My estimate of the repair is around €300, not including the repair of the leak,

Many thanks.


----------



## Negotiator (28 May 2013)

Generally leaks are covered by the block insurance depending on the type of leak and cause etc. However it normally carries an excess which means you mightn't get anything anyway.

If it is the neighbour's fault above you then best to have a chat with him and try come to a mutual arrangement if you can!

Good luck!


----------



## amtc (28 May 2013)

I live in a duplex with an apartment over me. 

Guy's dishwasher was plumbed incorrectly and came down the back of my shower, hitting first timber frame (my kitchen). Claimed on block insurance 800 euro.


----------



## gebbel (28 May 2013)

OK cheers, I will post the outcome when I have it.


----------



## gebbel (28 May 2013)

amtc said:


> I live in a duplex with an apartment over me.
> 
> Guy's dishwasher was plumbed incorrectly and came down the back of my shower, hitting first timber frame (my kitchen). Claimed on block insurance 800 euro.

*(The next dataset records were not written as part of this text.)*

PR #2854, opened 2023-08-02
Check for nil pointer in update rule parameters

o-sama:
Since discussing this with the GitHub folks, I’ve been told that the `update_allows_fetch_and_merge` parameter for the update rule only applies to forked repos. **Note: I was told this is still bugged for forked repos when sending a request through the API, but will be fixed in the near future.**

Since it only applies to forked repos, the API returns a ruleset which contains:
```
{
   "type": “update"
}
```

This doesn't have a parameters field, so when we try to unmarshal the JSON we run into a nil pointer dereference error. No functionality is changed here except to check for a nil pointer before we try to unmarshal the JSON, and if it isn’t included then we just set the parameters to nil.

I didn’t think this needed a change in testing because it doesn’t change any functionality, but I’ll be happy to go and add something if you think otherwise.

@gmlewis I’d really appreciate if this can be part of the upcoming release (which I know is short notice) since I’d love for it to be included in https://github.com/integrations/terraform-provider-github/pull/1808. No worries if it’s too late though, I can just keep it out for now. Thanks!!

### DIFF
--- a/github/repos_rules.go
+++ b/github/repos_rules.go
@@ -118,7 +118,7 @@ func (r *RepositoryRule) UnmarshalJSON(data []byte) error {
 	case "creation", "deletion", "required_linear_history", "required_signatures", "non_fast_forward":
 		r.Parameters = nil
 	case "update":
-		if RepositoryRule.Parameters != nil {
+		if RepositoryRule.Parameters == nil {
 			r.Parameters = nil
 			return nil
 		} else {
@@ -190,13 +190,18 @@ func NewCreationRule() (rule *RepositoryRule) {
 
 // NewUpdateRule creates a rule to only allow users with bypass permission to update matching refs.
 func NewUpdateRule(params *UpdateAllowsFetchAndMergeRuleParameters) (rule *RepositoryRule) {
-	bytes, _ := json.Marshal(params)
+	if params != nil {
+		bytes, _ := json.Marshal(params)
 
-	rawParams := json.RawMessage(bytes)
+		rawParams := json.RawMessage(bytes)
 
+		return &RepositoryRule{
+			Type:       "update",
+			Parameters: &rawParams,
+		}
+	}
 	return &RepositoryRule{
-		Type:       "update",
-		Parameters: &rawParams,
+		Type: "update",
 	}
 }
 
--- a/github/repos_rules.go
+++ b/github/repos_rules.go
@@ -121,17 +121,17 @@ func (r *RepositoryRule) UnmarshalJSON(data []byte) error {
 		if RepositoryRule.Parameters == nil {
 			r.Parameters = nil
 			return nil
-		} else {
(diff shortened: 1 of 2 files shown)


github/repos_rules.go
```diff
@@ -119,14 +119,18 @@ func (r *RepositoryRule) UnmarshalJSON(data []byte) error {
 		r.Parameters = nil
 	case "update":
 		params := UpdateAllowsFetchAndMergeRuleParameters{}
-		if err := json.Unmarshal(*RepositoryRule.Parameters, &params); err != nil {
-			return err
-		}
+		if RepositoryRule.Parameters != nil {
```
gmlewis, line 122: Let's please change this to make it easier to read:

```go
if RepositoryRule.Parameters == nil {
  r.Parameters = nil
  return nil
}
```

gmlewis (changes requested):
Thank you, @o-sama!
Please add a new unit test to cover this case.
Yes, we can hold off on the next release until this PR is merged.

github/repos_rules.go
gmlewis: Right, I understand, but I want to highlight the "happy path" and provide the early return which is idiomatic Go.
Please switch to my suggestion, and feel free to put a blank line after the new block if you think it reads better.

o-sama: Done, also added a bit in the update rule constructor to check for empty params since this specific rule is a bit different than others 🙂

github/repos_rules.go
```diff
@@ -118,15 +118,20 @@ func (r *RepositoryRule) UnmarshalJSON(data []byte) error {
 	case "creation", "deletion", "required_linear_history", "required_signatures", "non_fast_forward":
 		r.Parameters = nil
 	case "update":
-		params := UpdateAllowsFetchAndMergeRuleParameters{}
-		if err := json.Unmarshal(*RepositoryRule.Parameters, &params); err != nil {
-			return err
+		if RepositoryRule.Parameters == nil {
+			r.Parameters = nil
+			return nil
+		} else {
```
gmlewis, line 124: One of the points was to remove the "else" and un-indent the following section, please:

```suggestion
		}
```

o-sama: You’re totally right, I think I had a brain freeze. Don’t know why I kept an else with a return in there.

gmlewis (approved):
Thank you, @o-sama !
LGTM.

o-sama:
Thanks @gmlewis! sorry about the sloppiness earlier with the requested change 🙏

liaodaniel (approved):
LGTM

gmlewis:
> Thanks @gmlewis! sorry about the sloppiness earlier with the requested change 🙏

No problem! Sorry for the delayed responses... Work sometimes gets in the way. 😂

gmlewis:
Thank you, @liaodaniel !
Merging.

Thanks, did your policy not have an excess that you were liable for?


----------



## lantus (28 May 2013)

gebbel said:


> I live in a ground floor apartment with a duplex over me. Recently I have noticed water damage to the plasterboard surrounding the window in one of the bedrooms. Above this room is the kitchen of the duplex and my theory is the leak has originated there.
> 
> The guy above me is the owner of the duplex. He is also involved in the management company in some capacity. I'll be letting him know about all this when he returns from holidays. My question relates to who should ultimately be liable? We pay management fees, should they cover this? If they refuse (as I suspect they will based on the experiences of another neighbour in a similar case), then do I have grounds for appeal?
> 
> ...


 
Generally speaking the water damage excess is around 2k to 5k. This means the insurer only pays out an amount above that.

Sometimes the management company will help meet the excess but that it generosity and not a requirement.

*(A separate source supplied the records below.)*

PR #2858, opened 2023-08-07
Fix dropped test error

alrs:
This picks up a dropped `err` variable in tests and clarifies the error message.


gmlewis (approved):
Thank you, @alrs !
LGTM.
Merging.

There is seperate insurance unit owners can carry to protect against the excess for water damage which I think Zurich offers. (ask a broker)

For such a small amount I doubt there is an recourse. Block policies are designed to protect against this kind of low claim to protect the development as a whole. i.e. the excess ensures that only claims involving significant damage are ever processed.

Try negotiating with the upstairs owner but be prepared just to deal with this yourself.


----------



## Boyd (28 May 2013)

Well that sucks.....water leaking from someone else's house and OP pays for repairs!


----------



## kkelliher (28 May 2013)

username123 said:


> Well that sucks.....water leaking from someone else's house and OP pays for repairs!


 
Unless the other owner has been negligent in some way then yes. The same occurs if you house was to go on fire and burn down a row of houses as a result. Unless you have been negligent in some way, you will only be liable for the repairs of your own house


----------



## gebbel (28 May 2013)

The source of the leak was identified today as coming from the sink. The guy said it was only a slow dripping of water, so it is likely that the damage occurred very slowly over months and possibly years.

The duplex owner paid €100 to the plumber. He has suggested that I take care of my damage which is likely to be 2 to 2.5 times that amount.

In the interest of peace, and because I'm a soft sod, I have agreed (somewhat reluctantly) to this.

Block excess on water damage as per the management company is €500.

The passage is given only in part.